The simple link list will be used as a never ending array to which we can add entries at any time without the requirement to size it before use. This should allow us to store parsed data (line summary and line details pairs) by groups of 1,000 entries on n chunks (1,000 chunks in the case of a million lines, 10,000 for 10 millions etc).

The simple link list could be defined as:

  • A structure containing the HEAD entry (struct simple_list { void *, "HEAD" })
  • A function to add entries (int add_to_list( void * ) )
  • A function to initialize the list (int _init_list( struct simple_list * ) )

So we could use the list to accumulate data at a very low cost and retrieve it (at a much higher cost of a list traversal, but that's the case in any standard array).
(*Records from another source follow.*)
PR #1878, opened 2022-01-30
allow .. as an identifier, fixes #1875

### LINKED ISSUE #1875: EllipsisNotation.jl (`randn((10,10))[1, ..]`) does not work
Hi!

[EllipsisNotation.jl](https://github.com/ChrisRackauckas/EllipsisNotation.jl) does not work properly.

The [notebook](https://gist.github.com/roflmaostc/e2c579a47091c38aff8cd73502769f20).

Attached an image. Julia 1.7.1 and Pluto v0.17.7.

Best,

Felix

Pangoraw:
ultimately, more work has to be done to support any variable name with a dot (like `var"my.var"`) but it should be enough for now

### DIFF
--- a/src/analysis/ExpressionExplorer.jl
+++ b/src/analysis/ExpressionExplorer.jl
@@ -271,7 +271,7 @@ end
 
 # this is stupid -- désolé
 function is_joined_funcname(joined::Symbol)
-    occursin('.', String(joined))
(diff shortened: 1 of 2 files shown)


roflmaostc:
Thanks for fixing #1875 :+1:

dralletje:
`..()` derp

This could be used in the string cache to avoid the fixed size array and of course to store parse result chunks.

2. Implement a search to find ip addresses inside log entries. This shouldn't be too complex, as the ip address forms are in the worse case so we can match any three dots in a sequence of 4 to 12 digits. What would be interesting is to store the ip address in its native for, i.e. a 32-bit unsigned integer so we could store the values into a single int (32 and 64-bit platforms alike)
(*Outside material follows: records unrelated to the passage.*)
PR #1879, opened 2022-01-31
don't error when state contains Ptrs

aplavin:
eg warnings from depwarn()

### DIFF
--- a/src/webserver/MsgPack.jl
+++ b/src/webserver/MsgPack.jl
@@ -12,10 +12,12 @@ MsgPack.msgpack_type(::Type{<:MIME}) = MsgPack.StringType()
 MsgPack.msgpack_type(::Type{UUID}) = MsgPack.StringType()
 MsgPack.msgpack_type(::Type{VersionNumber}) = MsgPack.StringType()
 MsgPack.msgpack_type(::Type{Pkg.Types.VersionRange}) = MsgPack.StringType()
+MsgPack.msgpack_type(::Type{<:Ptr}) = MsgPack.IntegerType()
 MsgPack.to_msgpack(::MsgPack.StringType, m::MIME) = string(m)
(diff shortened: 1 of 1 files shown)


dralletje:
Do you have a quick example for how I can trigger the error you are fixing?

aplavin:
Run any function that throws a depwarn, eg:
```
# ╔═╡ 0328b0ab-faf6-4c80-9d0e-bc06ed90f9bc
using LinearAlgebra

# ╔═╡ f5ecc5ca-7a2b-4c96-ad74-97e01e7803cf
BLAS.vendor()
```
Go back to the pluto notebooks list (index page) and try to open this notebook again (don't restart it). Pluto webinterface hangs with "Loading...", and the terminal shows
```
┌ Warning: Failed to write to WebSocket of xa3u8u 
│   exception =
│    no non-`AnyType` MsgPack mapping found for Ptr{Nothing}; please overload `msgpack_type` for this type.
...
```

dralletje:
I see.
Ideally we don't transfer the `log.id` to the main process/the client at all.. (or we stringify it)
@Pangoraw we're only using it for ProgressLogging right now, right? You know if it safe to "just" `string(...)` it?

Pangoraw:
oh interesting, I totally did not expect log ids to be custom objects. We can use `objectid(log.id) |> string` which gives a consistent hash for ProgressLogging if not serialisable ?

fonsp:
Oh no! I closed by accident and now it says:

Schermafbeelding 2022-02-02 om 13 01 57

fonsp:
Thanks for reporting this! Fixed in https://github.com/fonsp/Pluto.jl/commit/f094e02fe76b670a504a90320c4081c13632fc81

aplavin:
Thanks for a more proper fix, seems to work fine!

PR #1881, opened 2022-02-02
Import PlutoRunner as module in Loader.jl

dralletje:
No idea if this is faster currently, or if it will every be...
But apart from having to do `Pkg.develop()` this feels like a more mature way to load PlutoRunner :P


fonsp:
Nice! I ended up rewriting the whole thing:
- Now using `LOAD_PATH` and `Base.ACTIVE_PROJECT` instead of `pkg_ctx`
- NotebookBootEnvironment.toml no longer needed, since PlutoRunner is the only "dependency"
- Bit cleaner with `try ... finally`

fonsp:
We still need to test:
- [ ] Does this improve launch time?
- [ ] How do different Pluto versions interfere?
- [ ] What about RelocatableFolders.jl? (Was that working before?)

dralletje:
> Nice! I ended up rewriting the whole thing:
> 
> - Now using `LOAD_PATH` and `Base.ACTIVE_PROJECT` instead of `pkg_ctx`
> 
> - NotebookBootEnvironment.toml no longer needed, since PlutoRunner is the only "dependency"
> 
> - Bit cleaner with `try ... finally`


Eyeroll... 😉

dralletje:
> - [ ] What about RelocatableFolders.jl? (Was that working before?)

I'll test it, but I'm pretty sure that still works as RelocatableFolders will "just" create the whole `runner` folder.

src/runner/Loader.jl
```diff
@@ -1,46 +1,62 @@
+# The goal of this file is to import PlutoRunner into Main. 
+# 
+# This is difficult because PlutoRunner uses standard libraries and packages that are not necessarily available in the standard environment. 
+# 
+# Our solution is to create a temporary environment just for loading PlutoRunner. This environment is stored in `.julia/environments/__pluto_book_v*_*/`, and used by all notebook launches. Reusing the environment means extra speed.
```
rikhuijzer, line 5: Great comment. I was already confused about the code below this

rikhuijzer (approved):

rikhuijzer:
> Does this improve launch time? (@rikhuijzer can you use the new benchmark system to test this?)

Hard to tell since this branch isn't up-to-date with `main`. I've manually added the compile tests on top of this branch and it doesn't look off. Some stuff of the `PlutoRunner` is covered via `SessionActions.open`. I should definitely some PlutoRunner benchmarks.

Don't let performance nitpicks come in the way of features :) We can always optimize later.

fonsp:
Let me rebase! Sorry about that

fonsp:
Updated! The main benefit should be in the launch time of the second notebook, because PlutoRunner can be precompiled like a package.

fonsp:
This PR can cause problems when you use Pluto inside Pluto, at a different version than the server. But that problem might already be there because we check the existence of `Main.PlutoRunner`... needs more thinking

Pangoraw:
With 1.9 it might be interesting to revisit this PR. Here are some unscientific measurements:

On main (julia 1.9-rc2):

```julia
julia> @time let
           nb = Pluto.Notebook([Pluto.Cell("1 + 1")])
           sess = Pluto.ServerSession()
           Pluto.update_run!(sess, nb, nb.cells)
           nb.cells[1].output.body
       end
  7.291519 seconds (164.88 k allocations: 12.471 MiB, 0.29% compilation time)
"2"
```

With the loader as a package, this pr (julia 1.9-rc2):

```julia
julia> @time let
           nb = Pluto.Notebook([Pluto.Cell("1 + 1")])
           sess = Pluto.ServerSession()
           Pluto.update_run!(sess, nb, nb.cells)
           nb.cells[1].output.body
       end
  5.720203 seconds (164.12 k allocations: 12.435 MiB, 0.36% compilation time)
"2"
```

Note that there are no precompile statements in PlutoRunner itself so it can probably be improved more?

> This PR can cause problems when you use Pluto inside Pluto, at a different version than the server. But that problem might already be there because we check the existence of Main.PlutoRunner... needs more thinking

This problem will be solved when we enable Malt so that each Pluto instance can drive its own notebook processes independently.

disberd:
I'd like to add that apart from precompilation time this PR (making PlutoRunner its own package with UUID) will opens up a lot of possibilities regarding building package extensions to do Pluto specific stuff.

At the moment one has to rely on AbstractPlutoDingetjes but having a Pluto-functionality extensions for packages that is loaded when PlutoRunner is loaded would be super nice!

3. Contextual data gathering: this is planned for a future tag, but is required in order to make sense of the gathered data. Is the ip address related to the client, server or contained within the http parameters? Is the guid a resource guid, a package guid or any other guid? This should not be too hard to extract given the large data samples I have at hand (close to 1 GB of data).

4. A Win32 branch in order to provide native Win32 functionality for users as most won't have a Linux system at hand. Also this would allow aila to run native on production servers. Finally cross platform compiling can help clean up the code in some instances (and yes, it also bring some issues, hence I have to branch to get aila to work in Win32 -> direct compilation currently works but we have some segmentation faults most likely due to array bound checks etc).

5. As stated before this is a long term goal for aila. The vision is to give the user the option to run aila as a single parse and output data program or to run the parse and drop to a custom shell to query the gathered data and extract valuable information using iterative process that only human can do (in order to pin-point problem areas and find the root cause etc)

6. This is the natural progression from step 5. There is more value to old the parsed data in memory and query it directly until the investigations required are over rather than to run multiple parses with different command lines. Specially considering that a 200MiB file could be shrunk (parsed) to a 20MiB

With that said there's only one thing to do now: go coding!